The FCC fines T-Mobile for disclosing customer locations

the United States Federal Communications Commission (FCC, in English) Almost fined $200 million to cell phone companies AT&T, Sprint, T-Mobile and Verizon To illegally share customers' location without their consent.

“These companies have failed in their duty to protect the information they hold. Here we are talking about some of the most sensitive information they have: the physical location of their customers, where they are going and who they are,” FCC Chairwoman Jessica Rosenworcel said in a statement.

Authorities began investigating the companies in 2019 when they saw that they were selling customer websites to third parties.. The authority considered imposing fines in 2020, but companies were given a period to respond to complaints before imposing them.

The FCC asserts that the four companies are required under federal law to take reasonable steps to protect certain customer data.

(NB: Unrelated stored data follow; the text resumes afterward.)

PR #33, opened 2024-10-14
Add Inference Progress Bars

ramppdev:
This adds numerous progress bar improvements:
-  added tqdm progress bars to both `Inference.predict_directory` and `Inference.embed_directory`, controllable via the `-f, --frequency` argument. If set to 0, the progress bar is disabled.
-  merged the `pbar_frequency` and `silent` attributes to `frequency` for `autrainer preprocess` with the same functionality as well such that the CLI and Python wrappers are consistent for all commands / functions.
- adjusted the `frequency` to 1 by default, which should align more with what a user would expect by default.

### DIFF
--- a/autrainer/core/scripts/inference_script.py
+++ b/autrainer/core/scripts/inference_script.py
@@ -20,6 +20,7 @@ class InferenceArgs:
     extension: str
     recursive: bool
     embeddings: bool
+    frequency: int
     preprocess_cfg: Optional[str]
     window_length: Optional[float]
     stride_length: Optional[float]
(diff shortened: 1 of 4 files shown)


autrainer/core/scripts/inference_script.py
```diff
@@ -123,7 +124,18 @@ def add_arguments(self) -> None:
                 "Defaults to False."
             ),
         )
-
+        self.parser.add_argument(
+            "-f",
+            "--frequency",
+            type=int,
```
ATriantafyllopoulos, line 130: You can add bool arguments via:

```python
a = argparse.ArgumentParser()
a.add_argument("-f", "--frequency", default=False, action="store_true")
...
foo = a.parse_args()
```
And then do "foo.f" to access it.

To avoid negative logic, if you really want to make progress bars active by default, I would name this to `"-s", "--silent"`.

ATriantafyllopoulos: Sorry, I was too hasty to comment. I see now that it also allows you to specify the number of steps..In that case, it makes sense to make it an `int` of course.

BUT I really don't think it's a good idea to name it `frequency` for an AUDIO toolkit ;)

ramppdev: Good point, but we need to find an abbreviation that works, -p is already taken for inference.

ramppdev: Changed to `-u / --update-frequency` for preprocessing, inference, and serving in https://github.com/autrainer/autrainer/pull/33/commits/060786dd6b9f75d1a87b969b4ce52a7cfa28c630.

“The FCC order lacks a legal and factual basis,” AT&T said in a statement.. “It unfairly holds us liable for another company's violation of our contractual requirements to obtain consent, ignores the immediate steps we took to address that company's failures, and unjustifiably penalizes us for supporting life-saving services like medical alerts and roadside assistance, which the FCC itself encouraged in “We hope to appeal the matter after a legal review.”

The largest fine was imposed on T-Mobile: $80 million. Sprint, which has merged with T-Mobile since the investigation began, was fined $12 million; 47 million for Verizon and 57 million for AT&T.